Delayed cerebral ischemia causing cortical blindness due to repeat cocaine use weeks subsequent to aneurysmal subarachnoid hemorrhage

Affiliations
Case Reports

Delayed cerebral ischemia causing cortical blindness due to repeat cocaine use weeks subsequent to aneurysmal subarachnoid hemorrhage

Brendan J Klein et al. Radiol Case Rep. .

Abstract

Cocaine is a known vasoactive drug associated with poor clinical outcomes and high in-hospital mortality related to aneurysmal subarachnoid hemorrhage; however, the association of prior cocaine use with the incidence of vasospasm and delayed cerebral ischemia remains controversial.
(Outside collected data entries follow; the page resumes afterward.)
Issue #1654, opened 2024-04-15
Integrating ReFT


raven38:
Hello all, and thank you for your great work!

[ReFT](https://arxiv.org/abs/2404.03592),  a representation finetuning framework more parameter-efficient than popular PEFTs like LoRA, is announced earlier this month.

I implemented LoReFT, a instance of ReFT, up on the your `PEFT` library referencing to [the original implementation](https://github.com/stanfordnlp/pyreft).
My implementation is available at https://github.com/raven38/peft 

Would you be interested to perhaps integrate ReFT into peft? I would be happy to work on this if there is interest from you and the community.

BenjaminBossan:
Hi, thanks for bringing this to our attention. We had already looked at (Lo)ReFT internally and had some discussion about whether it would be a good addition to PEFT. IIRC, the ReFT repo was heavily relying on pyvene, does your fork do that too or are you integrating the pyvene code? Maybe you can open a draft PR so that we can more easily discuss what has been changed.

Regarding the paper itself, I've only skimmed it, so I don't have the full picture. I'll quote myself on what I had to say internally:

> One thing that makes me wonder is how much of the benefits of ReFT can be attributed to the fact that they only apply it selectively to certain layers and token positions. At first glance, I didn't see an ablation study to check how well and efficiently ReFT works without this.
This makes me wonder if similar gains cannot be obtained by applying LoRA/DoRA/VeRA to only selective layers. Maybe that's something that we can add to PEFT and test out. All this reminds me also of [LISA](https://arxiv.org/abs/2403.17919), which works by just training a random subset of layers (randomized at each step).

Do you have any further insights into that?

raven38:
Thank you for the feedback.
My code does not depend on `pyvene` and works with just integrating few codes in `pyreft` and `pyvene`. I think ReFT mainly consists of the overwrite of layers, additional weight and selection of intervention tokens. In my implementation, I use `PEFT` library for the overwrite of layers, borrow weight operations from `pyreft` and `pyvene`, and use Pytorch's gather and scatter_ for the selection of tokens for intervention.

A draft PR is prepared for discussion.

frankaging:
@raven38 @BenjaminBossan hey! i was randomly browsing on GitHub and found this ticket, super exciting to see the PEFT library potentially supporting ReFT.

[...]

PR #1657, opened 2024-04-16
Integrating ReFT

raven38:
Paper link: https://arxiv.org/abs/2404.03592

This PR integrates [ReFT](https://github.com/stanfordnlp/pyreft) by creating a new tuner model type. Please see  #1654.

# Changes
I defined a new class `ReFTModel` as a subclass of `LycorisTuner`.
`src/peft/tuners/reft/layer.py` has the actual operations for ReFT methods.

# Status
- [ ] Discuss specification
- [ ] Refactor implementation
- [ ] Test implementation
- [ ] Add documentation for methods.


src/peft/peft_model.py
```diff
@@ -252,7 +254,7 @@ def save_pretrained(
                         output_state_dict[shared_tensor_name] = output_state_dict[shared_tensor_name].clone()
 
                 safe_save_file(
-                    output_state_dict,
+                    {k:v.contiguous() for k,v in output_state_dict.items()},
```
BenjaminBossan, line 257: Why do we need the `contiguous` calls here? There should be a comment to explain this. Do you know if this could affect other models negatively?

src/peft/tuners/reft/config.py
```diff
@@ -0,0 +1,106 @@
...
+from peft.utils import PeftType
+
+@dataclass
+class ReftConfig(LycorisConfig):
+    """
+    This is the configuration class to store the configuration of a [`REFTModel`].
+
+    Args:
+        r (`int`): REFT rank.
+        module_dropout (`int`): The dropout probability for disabling REFT modules during training.
```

We report a case of a 42-year-old male with a history of active cocaine use who presented with a severe headache. Imaging demonstrated diffuse cisternal subarachnoid hemorrhage due to a ruptured basilar apex aneurysm, which was successfully treated with endovascular coil embolization. Despite expedited endovascular treatment and an initially benign clinical course, he suffered from delayed cerebral ischemia resulting in cortical blindness due to bilateral posterior cerebral artery vasospasm secondary to repeat cocaine use weeks after his initial ictus. To our knowledge, the present case is the first to describe delayed cerebral ischemia resulting in a severe neurologic deficit due to repeat cocaine use weeks subsequent to aneurysm rupture. We review the current literature on the association of cocaine use with the incidence of vasospasm and delayed cerebral ischemia as well as the effects of cocaine on the cerebrovasculature.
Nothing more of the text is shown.